My question is what is a standard reliable way to convert the “Java
modified UTF-8” to the regular UTF-8 and back?
First, consider whether you really need or want to do that. The only reason I can think of for doing so in the context of wrapping a C library is to use the JNI functions that work with Java String
s in terms of byte arrays encoded in modified UTF-8, but that's neither the only nor the best way to proceed except in rather specific circumstances.
For most cases, I would recommend going directly from UTF-8 to String objects, and getting Java to do most of that work. Simple tools Java provides for that include the constructor String(byte[], String)
, which initializes a String with data whose encoding you specify, and String.getBytes(String)

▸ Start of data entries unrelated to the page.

Issue #2126, opened 2021-02-08
Quick-view: Header title should be centre aligned


DeepakSap14:
**Describe the bug**

Currently header title is not centre aligned. but it should be centre aligned as per fiori spec.

current implementation:

<img width="561" alt="Screenshot 2021-02-08 at 11 11 53 AM" src="https://user-images.githubusercontent.com/57661487/107180358-8cd04080-69fe-11eb-95b2-73c87c24207d.png">

Fiori spec:
<img width="1161" alt="Screenshot 2021-02-08 at 11 02 20 AM" src="https://user-images.githubusercontent.com/57661487/107180379-9659a880-69fe-11eb-9afe-d0414273cd92.png">

> Is this issue related to a specific component?
Quick view

> What version of the Fundamental Library Styles are you using?
v0.16.0-rc.2

> What offering/product do you work on? Any pressing ship or release dates we should be aware of?

> What front-end framework are you implementing in, e.g., Angular, React, etc.?

**To Reproduce**
1. Go to https://fundamental-styles.netlify.app/?path=/docs/components-quick-view--popover

**Expected behavior**
Header title should be centre aligned

**Screenshots**

**Desktop (please complete the following information):**

**Smartphone (please complete the following information):**

**Additional context**

DeepakSap14:
This is not a bug, but "fundamental-ngx" documentation needs small correction.
this issue can be closed.

PR #2127, opened 2021-02-08
docs: centered Quick View title

olshansky:
## Related Issue
Closes https://github.com/SAP/fundamental-styles/issues/2126

- [n/a] RTL support
3. Testing
- [x] Updated tests
4. Documentation

### DIFF
--- a/stories/quick-view/__snapshots__/quick-view.stories.storyshot
+++ b/stories/quick-view/__snapshots__/quick-view.stories.storyshot
@@ -281,7 +281,7 @@ exports[`Storyshots Components/Quick View Popover 1`] = `
         
                 
         <div
-          class="fd-bar__left"
+          class="fd-bar__middle"
         >
           
                     
--- a/stories/quick-view/quick-view.stories.js
+++ b/stories/quick-view/quick-view.stories.js
@@ -13,7 +13,7 @@ export const Popover = () => `<div class="fd-popover">
     <div class="fd-popover__body" aria-hidden="false" id="popoverA1">
         <div class="fd-quick-view">
             <div class="fd-bar fd-bar--header">
-                <div class="fd-bar__left">
+                <div class="fd-bar__middle">
                     <div class="fd-bar__element">Company</div>
                 </div>
             </div>


DeepakSap14:
@olshansky 
if this is only docs change here in styles, then probably component in "fundamental-ngx" needs fix.
currently quick-view has header which is not centred in middle.

screenshot from "fundamental-ngx".
Screenshot 2021-02-08 at 6 00 29 PM

olshansky:
> @olshansky
> if this is only docs change here in styles, then probably component in "fundamental-ngx" needs fix.
> currently quick-view has header which is not centred in middle.
> 
> screenshot from "fundamental-ngx".

@DeepakSap14 It's not really a bug, it's just using incorrect classes to align the title.
Also, in fundamental-ngx it's just an example _(example from your screenshot has been created according to [this example](https://sapui5.hana.ondemand.com/#/entity/sap.m.QuickView/sample/sap.m.sample.QuickView))_. `<fd-quick-view-title align="left">{{ data.title }}</fd-quick-view-title>` as you can see, the title in the fundamental-ngx has `align` property which can help align a title to a proper place.
Also, fundamental-ngx needs bumped version of fundamental-styles for correct gaps.

DeepakSap14:
> > @olshansky
> > if this is only docs change here in styles, then probably component in "fundamental-ngx" needs fix.
> > currently quick-view has header which is not centred in middle.
> > screenshot from "fundamental-ngx".
> 
> @DeepakSap14 It's not really a bug, it's just using incorrect classes to align the title.
> 
> Also, in fundamental-ngx it's just an example _(example from your screenshot has been created according to [this example](https://sapui5.hana.ondemand.com/#/entity/sap.m.QuickView/sample/sap.m.sample.QuickView))_. `<fd-quick-view-title align="left">{{ data.title }}</fd-quick-view-title>` as you can see, the title in the fundamental-ngx has `align` property which can help align a title to a proper place.
> 
> Also, fundamental-ngx needs bumped version of fundamental-styles for correct gaps.

Okay..i missed to see the html code.
yes it's not a bug then.
May be, you can correct the doc in "fundamental-ngx". 
I am happy to close this bug in "fundamental-styles".

Betrozov (approved):

JKMarkowski (approved):

Issue #2119, opened 2021-02-04
Introduce Margins and Paddings


InnaAtanasova:
Introduce helper modifier classes that can be added to ANY element that needs some space. This functionality can be exposed in the documentation under the Layout section. 
More info to be provided soon

PR #2131, opened 2021-02-10
feat: introduce Margins and Paddings

kavya-b:
## Related Issue
Closes SAP/fundamental-styles#2119

## Description
This PR introduces helper modifier classes that can be added to any element that needs some spacings through paddings or margins.

### Before:
NA
### After:
Margins:
image
Paddings:
image

- [x] All values are in `rem`
- [x] RTL support
3. Testing
- [x] Updated tests
4. Documentation

### DIFF
--- a/.storybook/custom/custom.scss
+++ b/.storybook/custom/custom.scss
@@ -379,6 +379,14 @@ code.docs-code-grey {
     height: 100%;
   }
 
+  &--padded {
+    padding: 1.5rem;
+  }
+
+  &--margin {
+    margin: 1.5rem;
+  }
+
   &--color-1 {
     background-color: #30c5d2;
     color: white;
@@ -608,5 +616,14 @@ body.sb-show-main {
   .card-six-dimensions {
     width: 20rem;
     height: 20rem;
+  }
+}
+
+.docs-column-flex {
+  display: flex;
+  flex-direction: column;
+
+  &--inline {
+    display: inline-flex;
   }
 }
--- a/.storybook/custom/custom.scss
+++ b/.storybook/custom/custom.scss
@@ -379,12 +379,8 @@ code.docs-code-grey {
     height: 100%;
   }
 
-  &--padded {
-    padding: 1.5rem;
-  }
-
-  &--margin {
-    margin: 1.5rem;
+  &--border {
+    border: 2px solid #000000;
   }
 
   &--color-1 {
@@ -623,8 +619,60 @@ body.sb-show-main {
   display: flex;
   flex-direction: column;
 
-  &--inline {
-    display: inline-flex;
+  &--align-start {
+    align-items: flex-start;
+  }
+}
+
+.docs-layout-margins-paddings {
+  background-color: #3d6299;
+  color: #ffffff;
+  display: flex;
+  justify-content: center;
+  align-items: center;
+  min-height: 4rem;
+  text-align: center;
+
+  &--color-13 {
+    background-color: #3d6299;
+    color: white;
+    border: 2px solid red;
+  }
+
+  &--color-14 {
+    background-color: #30c5d2;
+    color: white;
+    border: 2px solid black;
+  }
+
+  &--secondary-bg {
+    background-color: #dbdbdb;
+    display: inline-block;
+  }
+
+  &--padded {
+    padding: 1.5rem;
+  }
+
+  &--margin {
+    margin: 1.5rem;
+  }
+
+  // padding+width = actual width, so specifying different widths to show the backgrounds correctly
+  &--width {
+    width: 19rem; // for tiny 0.5rem each(horizontal padding)+19rem = 20rem total
+
+    &-sm {
+      width: 18rem; // for tiny 1rem each(horizontal padding)+18rem = 20rem total
+    }
+
+    &-md {
+      width: 16rem; // for tiny 2rem each(horizontal padding)+16rem = 20rem total
+    }
+
+    &-lg {
+      width: 14rem; // for tiny 3rem each(horizontal padding)+14rem = 20rem total
+    }
   }
 }
 
--- a/.storybook/custom/custom.scss
+++ b/.storybook/custom/custom.scss
@@ -627,3 +627,8 @@ body.sb-show-main {
     display: inline-flex;
   }
 }
+
+.fddocs-margin-end-none,
+[dir="rtl"] .fddocs-margin-end-none {
+  margin: 1.5rem;
+}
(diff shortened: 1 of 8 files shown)


kavya-b:
One thing I am not sure of is RTL handling. For the case of `No Margins`, if we have a margin of say 1.5rem initially, `fd-margin-end--none` will give `margin-right: 0 !important;` which is expected, but switching to RTL makes it `margin-left: 0 !important;`, but there is no way to actually retrieve the initial value of 1.5rem that the user set.
image
in RTL becomes 
image
because the `margin-right` value was already set to 0, and the original value is lost. How do we handle this?

InnaAtanasova:
> One thing I am not sure of is RTL handling. For the case of `No Margins`, if we have a margin of say 1.5rem initially, `fd-margin-end--none` will give `margin-right: 0 !important;` which is expected, but switching to RTL makes it `margin-left: 0 !important;`, but there is no way to actually retrieve the initial value of 1.5rem that the user set.
> image
> in RTL becomes
> image
> because the `margin-right` value was already set to 0, and the original value is lost. How do we handle this?

would `margin-right: initial;` work?

kavya-b:
> > One thing I am not sure of is RTL handling. For the case of `No Margins`, if we have a margin of say 1.5rem initially, `fd-margin-end--none` will give `margin-right: 0 !important;` which is expected, but switching to RTL makes it `margin-left: 0 !important;`, but there is no way to actually retrieve the initial value of 1.5rem that the user set.
> > image
> > in RTL becomes
> > image
> > because the `margin-right` value was already set to 0, and the original value is lost. How do we handle this?
> 
> would `margin-right: initial;` work?

I tried `initial`, `unset`, `inherit`, `revert`, `auto` with `!important` but none of them worked. Also, most of these [don't work with IE anyway.](https://caniuse.com/?search=initial)

JKMarkowski:
Hello @kavya-b Could you try to add some mixin, which will be named `fd-not-rtl`, or `fd-ltr`? Maybe you can combine selector `::not()` with RTL. 
So for example `margin-right` will be modified only when there is not RTL, which means you won't need to reset `margin-right` on RTL

kavya-b:
> Hello @kavya-b Could you try to add some mixin, which will be named `fd-not-rtl`, or `fd-ltr`? Maybe you can combine selector `::not()` with RTL.
> So for example `margin-right` will be modified only when there is not RTL, which means you won't need to reset `margin-right` on RTL

Hi @JKMarkowski that is a good idea and I have been trying this, but unfortunately it isn't working as expected. 
I applied `not()` in the following way:
```
&--none {
      :not([dir="rtl"]), :not([dir="rtl"]) &{
        margin-right: 0 !important;
      }

      @include fd-rtl() {
        margin-left: 0 !important;
      }
    }
```
`:not([dir="rtl"]) .fd-margin-end--none` somehow does not work as intended in RTL.
Screenshot 2021-02-12 at 2 10 10 PM

`:not([dir="rtl"] .fd-margin-end--none)` works, but is incorrect as it affects everything that is not `.fd-margin-end--none`.
Screenshot 2021-02-12 at 2 10 37 PM

Apparently, the `:not()` [does not work very well with complex selectors and has limited browser support as well.](https://developer.mozilla.org/en-US/docs/Web/CSS/:not)

kavya-b:
@InnaAtanasova @JKMarkowski since I was not able to get around the RTL issue for `fd-margin-begin--none` and `fd-margin-end--none` through the lib styles itself, I am now applying a workaround from the docs side, where I set the `[dir="rtl"]` for the user-specified class in `customs.scss`, while also removing `!important` from the corresponding lib modifier. [Please take a look](https://github.com/SAP/fundamental-styles/pull/2131/commits/8101a73092bd959c01d4c333d9a25aa617fd1729) if this is okay for now.

JKMarkowski:
@kavya-b I also wasn't able to combine `at-root / rtl` with `not`. The other thing is to force users to put `[dir="ltr"]` by default, but this is something that everyone should agree on 
@InnaAtanasova What do you think about it?

kavya-b:
> @kavya-b I also wasn't able to combine `at-root / rtl` with `not`. The other thing is to force users to put `[dir="ltr"]` by default, but this is something that everyone should agree on
> @InnaAtanasova What do you think about it?

Hi @InnaAtanasova what are your thoughts about this?

InnaAtanasova:
> > @kavya-b I also wasn't able to combine `at-root / rtl` with `not`. The other thing is to force users to put `[dir="ltr"]` by default, but this is something that everyone should agree on
> > @InnaAtanasova What do you think about it?
> 
> Hi @InnaAtanasova what are your thoughts about this?

@kavya-b I need to discuss this with my team but from my research I found out that other libraries do not consider additional paddings and margins applied on the element. Most of the other libraries do not apply RTL at all. I will write back to you when we have some decision about it.

InnaAtanasova:
@kavya-b we just discussed the issue and we agreed that any additional padding/margins applied on the element should be ignored.

InnaAtanasova:
Code looks good, I am just worried the documentation is a bit confusing. 
This image is illustrating the margins:
Screen Shot 2021-02-18 at 3 41 20 PM

But usually this is the way to illustrate the paddings. The containers should all have the same size and the margins are "outside" the containers. Something like this:
Screen Shot 2021-02-18 at 3 49 50 PM

Same for paddings. This is how it's now in the documentation:
Screen Shot 2021-02-18 at 3 41 25 PM

But it's the way of illustrating margins. This is how it should be:
Screen Shot 2021-02-18 at 3 48 51 PM

I believe the best way would be to make all containers the same size and play with the backgrounds and maybe add borders to show the paddings and the margins.

kavya-b:
> Code looks good, I am just worried the documentation is a bit confusing.
> This image is illustrating the margins:
> Screen Shot 2021-02-18 at 3 41 20 PM
> 
> But usually this is the way to illustrate the paddings. The containers should all have the same size and the margins are "outside" the containers. Something like this:
> Screen Shot 2021-02-18 at 3 49 50 PM
> 
> Same for paddings. This is how it's now in the documentation:
> Screen Shot 2021-02-18 at 3 41 25 PM
> 
> But it's the way of illustrating margins. This is how it should be:
> Screen Shot 2021-02-18 at 3 48 51 PM
> 
> I believe the best way would be to make all containers the same size and play with the backgrounds and maybe add borders to show the paddings and the margins.

@InnaAtanasova 
margins now look like this:

and paddings look like this:


hope this is okay.

InnaAtanasova:
@kavya-b looks great! Thanks for updating the docs <3

InnaAtanasova (approved):

JKMarkowski (approved):
LGTM. Great Job!

Issue #2090, opened 2021-01-26
Defect Hunting for Sprint 55 - Monaco


InnaAtanasova:
Issues found during the defect hunting.

JKMarkowski:
- [ ] All Browsers - Docs - Form Grid - select in examples doesn't have arrow
![image](https://user-images.githubusercontent.com/26483208/107378657-7c968f00-6aec-11eb-9615-1eb680fbbc3d.png)

InnaAtanasova:
- [ ] Link Tile - all browsers 
<img width="1194" alt="Screen Shot 2021-02-09 at 1 45 15 PM" src="https://user-images.githubusercontent.com/39598672/107411927-1c4c2100-6add-11eb-9e64-581b49d9af2b.png">

mikerodonnell89:
- [ ] Border radius on the last list item for mobile multi-input / combobox

![Screen Shot 2021-02-10 at 12 03 05 PM](https://user-images.githubusercontent.com/2471874/107558394-f041a600-6b97-11eb-9ee5-48329c2523ac.png)

mikerodonnell89:
- [ ] Tristate checkboxes not demonstrating 3rd option
![Screen Shot 2021-02-10 at 12 52 51 PM](https://user-images.githubusercontent.com/2471874/107563919-e40d1700-6b9e-11eb-9757-bf9d4a74886c.png)

mikerodonnell89:
- [ ] Need to import link in message page example
![Screen Shot 2021-02-10 at 1 39 01 PM](https://user-images.githubusercontent.com/2471874/107569259-57b22280-6ba5-11eb-9507-125d96ab6f8b.png)

- [ ] Notifications - this more button needs to be compact
![Screen Shot 2021-02-10 at 1 40 08 PM](https://user-images.githubusercontent.com/2471874/107569393-7e705900-6ba5-11eb-8ce6-aa1cf81cf6b4.png)

- [ ] Object list - all prices are critical, most should probably not be semantic but we can have some semantic examples
![Screen Shot 2021-02-10 at 1 41 51 PM](https://user-images.githubusercontent.com/2471874/107569599-bd061380-6ba5-11eb-801b-bef15c739737.png)

- [ ] Mobile select (copy Inna's solution for multi-input)
[...]

PR #2140, opened 2021-02-10
docs: remove radio readonly examples

mikerodonnell89:
part of #2090 

HTML radio buttons do not support "readonly" functionality like a text input would, so I'm removing these examples from the docs.


InnaAtanasova (approved):

JKMarkowski (approved):
LGTM

PR #2145, opened 2021-02-12
fix: Side Nav taking the whole height of the container

InnaAtanasova:
closes https://github.com/SAP/fundamental-styles/issues/2146

## Description
The Side Nav should take the whole width of the container. Height 100% is added.


JKMarkowski (approved):
LGTM - this is what we were missing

, which gives you the string's character data in the encoding of your choice. Both of these are limited to encodings known to the JVM, but UTF-8 is guaranteed to be among those. You can use those directly from your JNI code, or provide suitable for-purpose wrapper methods for your JNI code to invoke.
If you really do want the modified UTF-8 form for its own sake, then your JNI code can obtain it from the corresponding Java string (obtained as summarized above) via the GetStringUTFChars
JNI function, and you can go the other way with NewStringUTF
. Of course, this makes Java String
s the intermediate form, which is entirely appropos in this case.